The scientists then exposed the human blood samples to Ixolaris and observed that the drug blocked the activity of tissue factor. When tested in a small group of monkeys during early SIV infection, the treatment significantly lowered the levels of inflammatory proteins linked to cardiovascular disease.
NIH holds the patent for Ixolaris, which is a small molecule found in the saliva of the tick Ixodes scapularis—commonly known as the deer or blacklegged tick—and was uncovered by study co-author Ivo M. B. Francischetti, M.D., Ph.D., of NIAID. More studies are needed to test the drug’s safety and interaction with other drugs that are used for HIV patients. Ixolaris has not been tested in humans and the results could differ, the researchers also cautioned.

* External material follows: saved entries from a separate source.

PR #632, opened 2017-08-26
Improve installer tasks and installer documentation.

daniel-j:
New tasks:

- `write_file` (create text files with content)
- `write_json` (update or create json files, similar to write_config)

Improved tasks:

- `chmodx` (made it sync, uses python's built-in chmod method)
- `execute` (you can run shell commands easier, set env variables, set processes to include/exclude in the thread monitor)
- `wineexec` (you can set env, dll overrides and processes to include/exclude from the thread monitor)

Misc changes:

- ~~Running winetricks from the context menu runs it without Lutris Runtime, because it uses system's zenity which doesn't play nice with the runtime.~~
- Improved the installer documentation.
- ~~Fix typo `'SteamService.ex'`~~
- You can set `include_processes` and `exclude_processes` in system config.

Example usage of tasks:
```yaml
  - execute:
      args: --data-dir "$GAMEDIR/data" --update
      description: Updating My Little Karaoke
      file: updater
      include_processes: python3
      disable_runtime: true
```
```yaml
  - execute: 'echo Hello World!'
```
```yaml
  - write_json:
      file: $GAMEDIR/drive_c/users/$USER/Application Data/Battle.net/Battle.net.config
      data:
        Client:
          HardwareAcceleration: 'false'
          Sound:
            Enabled: 'false'
```
```yaml
  - task:
      name: wineexec
      arch: win64
      executable: setup
      args: battlenet://Pro/
      exclude_processes: Agent.exe
```
```yaml
  system:
    exclude_processes: Agent.exe
```

### DIFF
--- a/docs/installers.rst
+++ b/docs/installers.rst
@@ -2,6 +2,8 @@
 Writing installers
 ==================
 
+See an example installer at the end of this document.
+
 Fetching required files
 =======================
 
@@ -51,7 +53,7 @@ directly but make the installer extract it from an archive or something, you
 can reference the rom with the ``main_file`` parameter.
 Example: ``main_file: game.rom``
 
-For browser games, specify the game's URL with ``main_file``.
+For web games, specify the game's URL (or filename) with ``main_file``.
 Example: ``main_file: http://www...``
 
 Presetting game parameters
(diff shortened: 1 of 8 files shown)


lutris/runners/wine.py
```diff
@@ -756,7 +766,7 @@ def run_regedit(self, *args):
         wineexec("regedit", wine_path=self.get_executable(), prefix=self.prefix_path, config=self)
 
     def run_winetricks(self, *args):
-        winetricks('', prefix=self.prefix_path, wine_path=self.get_executable(), config=self)
+        winetricks('', prefix=self.prefix_path, wine_path=self.get_executable(), config=self, disable_runtime=True)
```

“This treatment has the potential to improve the clinical management of HIV-infected patients and help them to live longer, healthier lives with HIV,” said Pandrea. “That, and other therapies that may arise from targeting the inflammation pathway we discovered, are exciting avenues for future research.”
In addition to Pitt and NIH, co-authors are from the Frederick National Laboratory for Cancer Research; Fundação Oswaldo Cruz and Fundação José Silveira, both in Brazil; the University of Cape Town; Vanderbilt University; University of Vermont; Los Alamos National Laboratory; and Universidade de Lisboa in Portugal.